Further complicating her relationships is her family make-up: multi-generational, multi racial and lacking a mother. But Nguyen is as at home with French fries as she is tamales, and her family becomes a metaphor for the changing America demographic, which, in just one generation, watches salsa push ketchup into second place.

Nguyen’s latest book, the recently published “Short Girls,” is a good companion to “Stealing Buddha’s Dinner.” Although not a memoir, it follows two Vietnamese sisters as they search for identities in a confusing world. One is a driven immigration lawyer; the other is a social drifter. They reconnect for their father’s citizenship ceremony, which begins their transformation. As the sisters return home, they find a time warp in their eccentric inventor father and their former friends.

Nyugen said the story isn’t autobiographical, but it does draw strongly on her observations and from experiences of her friends at the University of Michigan.
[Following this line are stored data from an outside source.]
PR #2566, opened 2021-07-02
refactor: TreeItem2-ish

lukelooker:
Work in progress... please look away for now.


packages/components/src/ListItem/ListItemDetail.tsx
```diff
@@ -48,5 +48,6 @@ export const ListItemDetail = styled(
   color: ${({ theme }) => theme.colors.text2};
   display: flex;
   font-size: ${({ theme }) => theme.fontSizes.xsmall};
+  height: 100%;
```
lukelooker, line 51: Why'd we need this?

ElliotTheHuman: I believe it's to help center the detail elements in the center. Without `height: 100%` , the `ListItemDetail` is only as tall as its content, which might be less than the rest of the item.

PR #2580, opened 2021-07-04
fix: move lodash to peer dependencies

AprilArcus:
I observed that components brings in its own version of lodash whenever it's imported to helltool. Although `packages/components/README.md` [states that lodash should be supplied as a peer dependency](https://github.com/looker-open-source/components/blame/12658bddd81bf4dc1625865de424cc674ea07e1c/packages/components/README.md#L15), this does not actually appear to be the case. This PR moves lodash to `peerDependencies` and `devDependencies` wherever it is found in the `components` tree.

### DIFF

Nguyen is working on a novel that engages one of her writing heroines, Laura Ingalls Wilder, as central to the plot. “I was always very impressed with ‘Little House on the Prairie,’” Nguyen said.

Without giving away the unique plot element, Nguyen said she was drawn to the stories written during the Great Depression and how Wilder’s work was ultimately published.

The attraction seems like a natural one, since, for many, the Great Depression was a terrible disruption of life, much like the immigrant experiences Nguyren writes about in “Stealing Buddha’s Dinner.”